Великая река Янцзы зарождается у подножия снежных хребтов на границе Тибета и прорезает весь средний Китай на протяжении пяти тысяч километров.
На верховьях она серо-голубого цвета, в среднем течении — буровато-коричневая. В устье, ниже Усуна, она становится зеленой и еше долго сохраняет свой изумрудный цвет среди синих, как блестящий шелк, волн Восточно-Китайского моря.
Десятки миллионов людей живут возле этой реки. Многих она поит и кормит.
Янцзы широка и красива на среднем и нижнем плесах. Голубое небо, зеленые берега, коричневые воды, полоса прибрежных камышей, за ними — равнина, где рисовые поля сменяются покосами. Группы ив осеняют деревни и хутора. С палубы джонки видны косари на лугах, стога сена, рыбачьи костры у берегов, где на громадных распорках сушатся сети.
Но на верховьях река еще красивее. Ветер становится суше и сильнее. Чувствуется могучее дыхание материка.
Река ревет и бурлит среди отвесных скал. В ушельях среди брызг пены стоит неумолчный вой, заглушающий крики птиц. За этими узкими, словно прорубленными топором, теснинами лежит богатый край, с красноватой плодородной почвой, край теплых дождей и туманов, край сахарного тростника, индиго, табака и обильных злаков. Это Сычуань, страна "четырех рек", страна золотистых фазанов и "солнечных птиц".

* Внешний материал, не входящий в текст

PR #1702, opened 2024-06-26
feat(Python): meta string encoding algorithm in Python

### LINKED ISSUE #1541: [Python] Implement meta string encoding algorithm for python
We've implemented  meta string encoding algorithm in https://fury.apache.org/docs/specification/fury_xlang_serialization_spec#meta-string for java in #1514   , it's time to implement it in python.

Java implementation in #1514 can be taken as a reference. But note that the meta string encoding algorithm is used for encode field name only, so the special charater can't be `.` or `$`, thus the implementation will be simpler

## Additional context
#1413

pandalee99:
## What does this PR do?
The Python algorithm for meta string is implemented and has passed all 13 tests
image

I am not familiar with Python, there may be a few problems, but the overall code is relatively complete

How to have a better implementation, I would also like to improve it, I like this projectBut I think this test environment is relatively bad, and I feel that it can be further built

## Related issues
Closes #1541 


python/pyfury/lib/meta/meta_string.py
```diff
@@ -0,0 +1,365 @@
...
+        if not input_string:
+            return MetaString(
+                input_string,
+                Encoding.UTF_8,
+                self.special_char1,
+                self.special_char2,
+                np.array([], np.uint8),
+                0,
+            )
+
```
LiangliangSui, line 75: Maybe we should check the length of `input_string` and limit it to `Short.MAX_VALUE`.

chaokunyang:
Could we move meta into an upper level directory under pyfury? And we need to add a `__init__.py` file under meta to mark it as a package. Also, I prefer name `meta_string.py` as `metastring.py`, it's like `datetime.py`. Many python module omit underscore like this

python/pyfury/lib/meta/meta_string.py
```diff
@@ -0,0 +1,365 @@
...
+            char_value = (
+                (data[byte_index] << 8)
+                | (data[byte_index + 1] if byte_index + 1 < len(data) else 0)
+            ) >> (11 - intra_byte_index) & bit_mask
+            bit_index += 5
+            decoded.append(self.decode_lower_special_char(char_value))
+
+        return "".join(decoded)
+
+    def decode_lower_upper_digit_special(self, data):
```
chaokunyang, line 298:
```suggestion
    def _decode_lower_upper_digit_special(self, data):
```
private method should starts with `_`

python/pyfury/meta/preconditions.py
LiangliangSui, line 1: We can create a util folder under pyfury and move preconditions.py to the util folder, because it is not only meta, it should be used later.

chaokunyang:
Could ee merge encoder and decoder into metastring.py? Python module is like Java package

python/pyfury/meta/encoding.py
```diff
@@ -0,0 +1,31 @@
...
+# "AS IS" BASIS, WITHOUT WARRANTIES OR CONDITIONS OF ANY
+# KIND, either express or implied.  See the License for the
+# specific language governing permissions and limitations
+# under the License.
+
+from enum import Enum
+
+
+# Defines the types of supported encodings for MetaStrings.
+class Encoding(Enum):
```
chaokunyang, line 22: Could we merge this class into metastring.py?

python/pyfury/tests/test_meta_string.py
```diff
@@ -0,0 +1,186 @@
...
+# under the License.
+
+import unittest
+import numpy as np
+
+from pyfury.meta.encoding import Encoding
+from pyfury.meta.metastring import MetaStringEncoder, MetaStringDecoder
+
+
+class TestMetaString(unittest.TestCase):
```
chaokunyang, line 25: fury use pytest instead. Could you change to pytest

python/pyfury/utils/preconditions.py
```diff
@@ -0,0 +1,56 @@
...
+# Unless required by applicable law or agreed to in writing,
+# software distributed under the License is distributed on an
+# "AS IS" BASIS, WITHOUT WARRANTIES OR CONDITIONS OF ANY
+# KIND, either express or implied.  See the License for the
+# specific language governing permissions and limitations
+# under the License.
+
+
+# Check utils
+class Preconditions:
```
chaokunyang, line 20: We can just use python assert instead

python/pyfury/tests/test_meta_string.py
```diff
@@ -0,0 +1,199 @@
...
+        elif n < 62:
+            chars.append(chr(ord("0") + (n - 52)))
+        elif n == 62:
+            chars.append(special_char1)
+        else:
+            chars.append(special_char2)
+    return "".join(chars)
+
+
+def test_meta_string():
```
chaokunyang, line 78: Could we rename this as `test_metastring`? And rename `test_meta_string.py` as `test_metastring.py`

python/pyfury/meta/metastring.py
```diff
@@ -0,0 +1,386 @@
...
+        self.special_char1 = special_char1
+        self.special_char2 = special_char2
+
+    def decode(self, encoded_data, encoding):
+        if len(encoded_data) == 0:
+            return ""
+        return self.decode_with_encoding(encoded_data, encoding)
+
+    def decode_with_encoding(self, encoded_data, encoding):
+
```
chaokunyang, line 65: delete this line

python/pyfury/meta/metastring.py
```diff
@@ -0,0 +1,324 @@
...
+class Encoding(Enum):
+    UTF_8 = 0x00
+    LOWER_SPECIAL = 0x01
+    LOWER_UPPER_DIGIT_SPECIAL = 0x02
+    FIRST_TO_LOWER_SPECIAL = 0x03
+    ALL_TO_LOWER_SPECIAL = 0x04
+
+
+# SHORT_MAX_VALUE is used to check whether the length of the value is valid.
+Short_MAX_VALUE = 32767
```
chaokunyang, line 34: How about name it as _METASTRING_NUM_CHARS_LIMIT? Short is not an native type in Python

python/pyfury/meta/metastring.py
```diff
@@ -0,0 +1,324 @@
...
+            return MetaString(
+                input_string, encoding, encoded_data, (upper_count + length) * 5
+            )
+        else:
+            encoded_data = np.frombuffer(input_string.encode("utf-8"), dtype=np.uint8)
+            return MetaString(
+                input_string, Encoding.UTF_8, encoded_data, len(encoded_data) * 8
+            )
+
+    def compute_encoding(self, input_string):
```
chaokunyang, line 211: Could you add type hints for all related methods?

python/pyfury/meta/metastring.py
```diff
@@ -0,0 +1,324 @@
...
+        self.encoding = encoding
+        self.encoded_data = encoded_data
+        self.length = length
+        if self.encoding != Encoding.UTF_8:
+            self.strip_last_char = (encoded_data[0] & 0x80) != 0
+        else:
+            self.strip_last_char = False
+
+
+# Decodes MetaString objects back into their original plain text form.
```
chaokunyang, line 49: Could we make this comment as the docstring for this method?

python/pyfury/meta/metastring.py
```diff
@@ -0,0 +1,324 @@
...
+            # Extract the 6-bit character value across byte boundaries if needed
+            char_value = (
+                (data[byte_index] << 8)
+                | (data[byte_index + 1] if byte_index + 1 < len(data) else 0)
+            ) >> (10 - intra_byte_index) & bit_mask
+            bit_index += 6
+            decoded.append(self._decode_lower_upper_digit_special_char(char_value))
+        return "".join(decoded)
+
+    # Decoding special char for LOWER_SPECIAL based on encoding mapping.
```
chaokunyang, line 111: Ditto

python/pyfury/meta/metastring.py
```diff
@@ -0,0 +1,324 @@
...
+        elif char_value == 27:
+            return "_"
+        elif char_value == 28:
+            return "$"
+        elif char_value == 29:
+            return "|"
+        else:
+            raise ValueError(f"Invalid character value for LOWER_SPECIAL: {char_value}")
+
+    # Decoding special char for LOWER_UPPER_DIGIT_SPECIAL based on encoding mapping.
```
chaokunyang, line 126: Ditto

python/pyfury/meta/metastring.py
```diff
@@ -0,0 +1,324 @@
...
+
+
+# Encodes plain text strings into MetaString objects with specified encoding mechanisms.
+class MetaStringEncoder:
+    def encode(self, input_string):
+
+        # Long meta string than 32767 is not allowed.
+        assert (
+            len(input_string) < _METASTRING_NUM_CHARS_LIMIT
+        ), "Long meta string than 32767 is not allowed."
```
chaokunyang, line 170: Use variable instead of magic number

python/pyfury/meta/metastring.py
```diff
@@ -0,0 +1,324 @@
...
+
+        if not input_string:
+            return MetaString(input_string, Encoding.UTF_8, np.array([], np.uint8), 0)
```
chaokunyang, line 173: I think `bytes` type are enough here

python/pyfury/meta/metastring.py
```diff
@@ -0,0 +1,324 @@
...
+
+        encoding = self.compute_encoding(input_string)
+        return self.encode_with_encoding(input_string, encoding)
+
+    def encode_with_encoding(self, input_string, encoding):
+
+        # Long meta string than 32767 is not allowed.
+        assert (
+            len(input_string) < _METASTRING_NUM_CHARS_LIMIT
+        ), "Long meta string than 32767 is not allowed."
```
chaokunyang, line 183: Do not use magic number. You can use format string

python/pyfury/meta/metastring.py
```diff
@@ -0,0 +1,324 @@
...
+            return MetaString(
+                input_string, Encoding.UTF_8, encoded_data, len(encoded_data) * 8
+            )
+
+    def compute_encoding(self, input_string):
+        if not input_string:
+            return Encoding.LOWER_SPECIAL
+
+        chars = list(input_string)
+        statistics = self._compute_statistics(chars)
```
chaokunyang, line 216: Could you return a named tuple instead of a dict. And we'd better use encoding enum instead of string

python/pyfury/meta/metastring.py
```diff
@@ -0,0 +1,324 @@
...
+        return self._encode_generic(input_string, 6)
+
+    def _encode_first_to_lower_special(self, input_string):
+        chars = list(input_string)
+        chars[0] = chars[0].lower()
+        return self._encode_generic(chars, 5)
+
+    def _encode_all_to_lower_special(self, chars, upper_count):
+        new_chars = []
+        for c in chars:
```
chaokunyang, line 268: We only need do this if upper count is greater than 0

Туда в старые времена уходили повстанцы, скрываясь от маньчжурских сабель и каторжных колодок цинской власти. В просторах Сычуани человек может скрываться годами. Там его спрячут, накормят, оденут и передадут в. соседнюю деревню или хутор, пока не пройдет гроза.
Туда, вероятно, стремится и джонка с розовым парусом, которая перед этим благополучно миновала пороги и быстрины в ущельях Ушаня. На палубе этой джонки стоят три человека — Дэн, Ю и Линь. Солнце всходит из-за гор, апрельские дожди миновали, и все кругом цветет и радуется.
Вот дикий кабан с шумом ломает камыши у берега реки, бакланы качаются стайками на воде, как игрушечные кораблики. Вот безрогий олень остановился на вершине фантастически выточенной водами скалы и смотрит сверху на суденышко подозрительно настороженными глазами.
Весна. Воздух чист и ясен. Девушки поднимаются по крутой тропинке, стройные, смуглые, в синих куртках и шароварах. На плечах у них бамбуковые коромысла с корзинами, полными желто-розовых цветов абрикоса. Они поют, и песни их смешиваются с голосами птиц.
Весна на Янцзы… Свежий ветер, свежая вода, запах мокрой земли и сырой луговой травы. Первые утренние блики на играющей волне великой реки.
Как говорит известный поэт Мын Хао-жань:
Не чувствую во сне весеннем
Сияющей деннины,
Но слышу: всюду, всюду пеньем
Зарю встречают птицы
Был ветра шум и ливня рокот
Пред тем, как рассветало..
И знаю я пред домом сколько
Цветов в саду опало!..
Здесь, пожалуй, уместно будет закончить эту книгу.